■ What you have to do
The answer must be an exact copy of the listing below.

■ Data provided
PR #223, opened 2024-01-31
Uncrustify update for noble.

marcoag:
Updating files to pass uncrustify test on noble.

### DIFF
--- a/test_rmw_implementation/test/test_client.cpp
+++ b/test_rmw_implementation/test/test_client.cpp
@@ -35,7 +35,7 @@
 # define CLASSNAME(NAME, SUFFIX) NAME
 #endif
 
-class CLASSNAME (TestClient, RMW_IMPLEMENTATION) : public ::testing::Test
+class CLASSNAME(TestClient, RMW_IMPLEMENTATION) : public ::testing::Test
 {
 protected:
   void SetUp() override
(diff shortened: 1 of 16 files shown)


clalancette:
Arg.  So it finally happened that Ubuntu 24.04 updated to the newer version of uncrustify.  I was hoping that wasn't going to happen, but here we are.

What's happening here is that the Rpr job is using the version of uncrustify that is in Ubuntu 22.04, which is uncrustify 0.72.  But it looks like Ubuntu 24.04 has now upgraded to uncrustify 0.78.1.  And those two versions of uncrustify don't seem to agree on the format.

As far as the uncrustify upgrade is concerned, I think that there are 2 goals:
1.  Pass the linter.
2.  Make it so that we can pass the linter on both Ubuntu 22.04 and 24.04.

That second goal is a bit tricky.  In the past, we've sometimes been able to find styles that satisfy both the old and new versions of uncrustify.  If we can't do that, then I think the other option is to update https://github.com/ament/uncrustify_vendor/blob/rolling/CMakeLists.txt so that it requires uncrustify 0.78.  That means that on Ubuntu 22.04, we'll start building it from source, but on Ubuntu 24.04 we'll just use the system version.  That should also fix the build on Windows and RHEL as well.

@marcoag What I'm going to suggest here is that you open a new issue on https://github.com/ros2/ros2 to track the upgrade to uncrustify.  From what I can tell, this is going to take several dozen PRs to fix, so we may as well have a central tracking place for them.

clalancette:
This is now obsoleted by #224, so closing it out.

PR #224, opened 2024-02-26
Compile the test_rmw_implementation tests fewer times.

clalancette:
We really only need to compile them once, and then we can run them with different RMW implementations.

This also neatly sidesteps an incompatibility between current uncrustify and the newer one.


clalancette:
CI:
* Linux [Build Status](http://ci.ros2.org/job/ci_linux/20361/)
* Linux-aarch64 [Build Status](http://ci.ros2.org/job/ci_linux-aarch64/14769/)
* Windows [Build Status](http://ci.ros2.org/job/ci_windows/21112/)

mjcarroll (approved):

PR #229, opened 2024-04-24
Add mechanism to disable workaround for dependency groups

cottsay:
See ros-infrastructure/catkin_pkg#369

* Linux [Build Status](http://ci.ros2.org/job/ci_linux/20943/)
* Linux-aarch64 [Build Status](http://ci.ros2.org/job/ci_linux-aarch64/15234/)
* Windows [Build Status](http://ci.ros2.org/job/ci_windows/21617/)

### DIFF
--- a/rmw_implementation/package.xml
+++ b/rmw_implementation/package.xml
@@ -21,15 +21,12 @@
   <depend>rcpputils</depend>
   <depend>rcutils</depend>
   <build_depend>rmw</build_depend>
-  <!--
-  Bloom does not support group_depend so entries below duplicate the group rmw_implementation_packages.
-  This ensures that binary packages have support for all of these rmw impl. enabled.
-  -->
-  <build_depend>rmw_connextdds</build_depend>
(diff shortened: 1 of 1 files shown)


nuclearsandwich (approved):

emersonknapp:
Is this all right to backport to Jazzy & Humble?
Here is me trying it, but I'm not sure if there are some considerations i might be missing

@mergifyio backport jazzy humble

cottsay:
There isn't a particularly great reason to backport this. We still aren't fully utilizing it in any of our tooling, so this has only been used for experiments thus far. That said, I don't see any harm in backporting it either.

emersonknapp:
In all my CIs over the last few years I've had to add really explicit rosdep skip-keys for all the variations on Connext, rmw_connext, etc. But if instead I have this in the package.xml, I can set the environment variable and am good to go. Largely because we are building rmw_implementation from source on a fork https://github.com/robograph-project/rmw_implementation that I'm trying to keep as minimally different as possible.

■ Reply to the task
PR #223, opened 2024-01-31
Uncrustify update for noble.

marcoag:
Updating files to pass uncrustify test on noble.

### DIFF
--- a/test_rmw_implementation/test/test_client.cpp
+++ b/test_rmw_implementation/test/test_client.cpp
@@ -35,7 +35,7 @@
 # define CLASSNAME(NAME, SUFFIX) NAME
 #endif
 
-class CLASSNAME (TestClient, RMW_IMPLEMENTATION) : public ::testing::Test
+class CLASSNAME(TestClient, RMW_IMPLEMENTATION) : public ::testing::Test
 {
 protected:
   void SetUp() override
(diff shortened: 1 of 16 files shown)


clalancette:
Arg.  So it finally happened that Ubuntu 24.04 updated to the newer version of uncrustify.  I was hoping that wasn't going to happen, but here we are.

What's happening here is that the Rpr job is using the version of uncrustify that is in Ubuntu 22.04, which is uncrustify 0.72.  But it looks like Ubuntu 24.04 has now upgraded to uncrustify 0.78.1.  And those two versions of uncrustify don't seem to agree on the format.

As far as the uncrustify upgrade is concerned, I think that there are 2 goals:
1.  Pass the linter.
2.  Make it so that we can pass the linter on both Ubuntu 22.04 and 24.04.

That second goal is a bit tricky.  In the past, we've sometimes been able to find styles that satisfy both the old and new versions of uncrustify.  If we can't do that, then I think the other option is to update https://github.com/ament/uncrustify_vendor/blob/rolling/CMakeLists.txt so that it requires uncrustify 0.78.  That means that on Ubuntu 22.04, we'll start building it from source, but on Ubuntu 24.04 we'll just use the system version.  That should also fix the build on Windows and RHEL as well.

@marcoag What I'm going to suggest here is that you open a new issue on https://github.com/ros2/ros2 to track the upgrade to uncrustify.  From what I can tell, this is going to take several dozen PRs to fix, so we may as well have a central tracking place for them.

clalancette:
This is now obsoleted by #224, so closing it out.

PR #224, opened 2024-02-26
Compile the test_rmw_implementation tests fewer times.

clalancette:
We really only need to compile them once, and then we can run them with different RMW implementations.

This also neatly sidesteps an incompatibility between current uncrustify and the newer one.


clalancette:
CI:
* Linux [Build Status](http://ci.ros2.org/job/ci_linux/20361/)
* Linux-aarch64 [Build Status](http://ci.ros2.org/job/ci_linux-aarch64/14769/)
* Windows [Build Status](http://ci.ros2.org/job/ci_windows/21112/)

mjcarroll (approved):

PR #229, opened 2024-04-24
Add mechanism to disable workaround for dependency groups

cottsay:
See ros-infrastructure/catkin_pkg#369

* Linux [Build Status](http://ci.ros2.org/job/ci_linux/20943/)
* Linux-aarch64 [Build Status](http://ci.ros2.org/job/ci_linux-aarch64/15234/)
* Windows [Build Status](http://ci.ros2.org/job/ci_windows/21617/)

### DIFF
--- a/rmw_implementation/package.xml
+++ b/rmw_implementation/package.xml
@@ -21,15 +21,12 @@
   <depend>rcpputils</depend>
   <depend>rcutils</depend>
   <build_depend>rmw</build_depend>
-  <!--
-  Bloom does not support group_depend so entries below duplicate the group rmw_implementation_packages.
-  This ensures that binary packages have support for all of these rmw impl. enabled.
-  -->
-  <build_depend>rmw_connextdds</build_depend>
(diff shortened: 1 of 1 files shown)


nuclearsandwich (approved):

emersonknapp:
Is this all right to backport to Jazzy & Humble?
Here is me trying it, but I'm not sure if there are some considerations i might be missing

@mergifyio backport jazzy humble

cottsay:
There isn't a particularly great reason to backport this. We still aren't fully utilizing it in any of our tooling, so this has only been used for experiments thus far. That said, I don't see any harm in backporting it either.

emersonknapp:
In all my CIs over the last few years I've had to add really explicit rosdep skip-keys for all the variations on Connext, rmw_connext, etc. But if instead I have this in the package.xml, I can set the environment variable and am good to go. Largely because we are building rmw_implementation from source on a fork https://github.com/robograph-project/rmw_implementation that I'm trying to keep as minimally different as possible.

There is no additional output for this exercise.